**WHAT YOU ARE ASKED TO DO**
In the records below, find each line that holds "import" and return it.

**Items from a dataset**
Issue #1729, opened 2018-12-13
Further places layer plastic surgery


nvkelso:
_Originally posted by @nvkelso in https://github.com/tilezen/vector-datasource/issue_comments#issuecomment-447149749_

For zoom 0 we're still including too many countries. The same is true for zooms 1 and 2. Addressing this will have significant file size savings.

Seems like we're doing 512 min_zoom math instead of 256 math? Like at zoom 0 we should only see features with min_zoom < 1, but many 1.x graded features are included.

New:
![image](https://user-images.githubusercontent.com/853051/49972295-10a54580-fee6-11e8-98d7-8dc8e84df513.png)

Old:
![image](https://user-images.githubusercontent.com/853051/49972286-07b47400-fee6-11e8-8baa-fa0a3b3b50f6.png)

![image](https://user-images.githubusercontent.com/853051/49972360-40544d80-fee6-11e8-9a52-125b52dbaacb.png)
`

Poland is included at zoom 2, but it's min_zoom is 3.

![image](https://user-images.githubusercontent.com/853051/49972840-ba390680-fee7-11e8-910b-f17bc33dd465.png)

nvkelso:
Probably this line can change:

https://github.com/tilezen/vector-datasource/blob/master/vectordatasource/transform.py#L8132

>             if min_zoom is not None and min_zoom <= nominal_zoom + 1:

to:

>            if min_zoom is not None and min_zoom <= nominal_zoom:

zerebubuth:
> Seems like we're doing 512 min_zoom math instead of 256 math? Like at zoom 0 we should only see features with min_zoom < 1

Our 512px tiles are designed to contain the same content as the 4 `z+1` 256px tiles which cover the same area. Therefore, the nominal zoom (i.e: style zoom) of a 512px tile is `z+1`. So the nominal zoom of the `0/0/0` 512px tile is 1.

Also, because clients typically overzoom a zoom `N` tile for zooms `<N+1`, we designed the tile to contain things with a min zoom up to `N+1`. Therefore, the `0/0/0` tile would contain, for example, features with a `min_zoom` of 1.9 because the `0/0/0` tile is the one being displayed when the nominal zoom is 1.9.

I'm happy to make a change as suggested (basically dropping a whole bunch of features needed for overzooming), but we should be aware that it'll be a major change compared with how we've done things in the past. Although it might not matter, if clients aren't evaluating fractional zooms anyway.

nvkelso:
[...]

PR #1734, opened 2018-12-14
Exclude more features from places layer at low zooms

nvkelso:
Connects to https://github.com/tilezen/vector-datasource/issues/1729 to limit **places layer** features to only >= +0.5 of the nominal zoom instead of >= +1 to reduce amount of features (and reduce file size, translations multiply!), especially at low zooms.

This better matches how Natural Earth is curated starting in **version 4.1** for `min_zoom`.

For example, this will remove the 1.7 features above from the zoom 1 tile, but they'll show up in zoom 2 tile and collide out min_zoom 2.0 features – good).

### DIFF
--- a/vectordatasource/transform.py
+++ b/vectordatasource/transform.py
@@ -8129,7 +8129,7 @@ def min_zoom_filter(ctx):
         for feature in features:
             _, props, _ = feature
             min_zoom = props.get('min_zoom')
-            if min_zoom is not None and min_zoom <= nominal_zoom + 0.5:
+            if min_zoom is not None and min_zoom < nominal_zoom + 1:
                 new_features.append(feature)
 
         layer['features'] = new_features
@@ -8150,7 +8150,10 @@ def tags_set_ne_min_max_zoom(ctx):
     for _, props, _ in layer['features']:
         min_zoom = props.pop('__ne_min_zoom', None)
         if min_zoom is not None:
-            props['min_zoom'] = min_zoom
+            if math.ceil(min_zoom) == math.trunc(min_zoom) + 1:
+                props['min_zoom'] = math.ceil(min_zoom)
+            else:
+                props['min_zoom'] = min_zoom
 
         max_zoom = props.pop('__ne_max_zoom', None)
         if max_zoom is not None:
--- a/vectordatasource/transform.py
+++ b/vectordatasource/transform.py
@@ -8152,8 +8152,10 @@ def tags_set_ne_min_max_zoom(ctx):
     for _, props, _ in layer['features']:
         min_zoom = props.pop('__ne_min_zoom', None)
         if min_zoom is not None:
-            if math.ceil(min_zoom) == math.trunc(min_zoom) + 1:
-                props['min_zoom'] = math.ceil(min_zoom)
+            # don't overstuff features that are in the long tail of won't display
+            # but make their min_zoom consistent with when they show in tiles
+            if ceil(min_zoom) == trunc(min_zoom) + 1:
+                props['min_zoom'] = ceil(min_zoom)
             else:
                 props['min_zoom'] = min_zoom
 
--- a/vectordatasource/transform.py
+++ b/vectordatasource/transform.py
@@ -3,7 +3,6 @@
 
 from collections import defaultdict, namedtuple
 from math import ceil
-from math import trunc
 from numbers import Number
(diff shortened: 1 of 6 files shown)


vectordatasource/transform.py
```diff
@@ -8129,7 +8129,7 @@ def min_zoom_filter(ctx):
         for feature in features:
             _, props, _ = feature
             min_zoom = props.get('min_zoom')
-            if min_zoom is not None and min_zoom <= nominal_zoom + 1:
+            if min_zoom is not None and min_zoom <= nominal_zoom + 0.5:
```
zerebubuth: Rather than change the zoom range we include in the tile (i.e: `N` to `N+1`), I think it would be better to change the min zoom we're applying from NE. For example, changing [the setting code](https://github.com/tilezen/vector-datasource/blob/1f74fe90aacfa9e6a8201dff94440eaeedb2b2c0/vectordatasource/transform.py#L8150-L8157) to assign `props['min_zoom'] = min_zoom + 0.5` and similar for `max_zoom`. The two methods should be mathematically identical.

nvkelso: Hmm, I don't like changing the `min_zoom` values to be inconsistent with Natural Earth – mostly because its had for me to wrap my head around as the author of Natural Earth! – but also because it's it's just values in the x.6 to x.9 range that should be ceiling'd up to x+1.0 to be more consistent?

Either way the places layer should be < nominal_zoom +1 not <= to avoid the Poland example?

nvkelso: Attempting fix in https://github.com/tilezen/vector-datasource/pull/1734/commits/9914c2733f102b0be2e77c09edc6b86799d8dda9.

nvkelso:
@zerebubuth Ready for another look.

vectordatasource/transform.py
```diff
@@ -8129,7 +8131,7 @@ def min_zoom_filter(ctx):
         for feature in features:
             _, props, _ = feature
             min_zoom = props.get('min_zoom')
-            if min_zoom is not None and min_zoom <= nominal_zoom + 0.5:
+            if min_zoom is not None and min_zoom < nominal_zoom + 1:
```
zerebubuth: :+1: thanks!

vectordatasource/transform.py
```diff
@@ -8150,7 +8152,13 @@ def tags_set_ne_min_max_zoom(ctx):
     for _, props, _ in layer['features']:
         min_zoom = props.pop('__ne_min_zoom', None)
         if min_zoom is not None:
-            props['min_zoom'] = min_zoom
+            # don't overstuff features into tiles when they are in the
+            # long tail of won't display, but make their min_zoom
+            # consistent with when they actually show in tiles
+            if ceil(min_zoom) == trunc(min_zoom) + 1:
```
zerebubuth: I think this is the same as "if min_zoom is an integer", in which case the `if/else` isn't necessary and we can just write `props['min_zoom'] = ceil(min_zoom)` for everything (because `ceil(x) = x` for integers).

zerebubuth: Something like: `props['min_zoom'] = ceil(min_zoom) if min_zoom % 1 > 0.5 else min_zoom`

Which basically says "if the fractional part is more than half round it up, otherwise keep it the same". If you prefer, it might be more readable as:

```python
if min_zoom % 1 > 0.5:
  min_zoom = ceil(min_zoom)
props['min_zoom'] = min_zoom
```

nvkelso: Fix in https://github.com/tilezen/vector-datasource/pull/1734/commits/ec0584455fcc8fd17a6f5b4ffe0425bc6ab65d69.

nvkelso:
🎉 Huzzah! Merging.

yaml/water.yaml
```diff
@@ -215,7 +215,7 @@ filters:
   #     - {kind: ocean}
   #   table: shp
   - filter: {meta.source: shp}
-    min_zoom: 0
```
zerebubuth: Ooops, I think this might have been the polygon, not the ocean label....

nvkelso: oh, shoot!

nvkelso: ah: `meta.source: shp` is for the **openstreetmapdata.com** source.

nvkelso: Looks like they are all nodes:

image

**TASK RESPONSE**
 from collections import defaultdict, namedtuple
 from math import ceil
-from math import trunc
 from numbers import Number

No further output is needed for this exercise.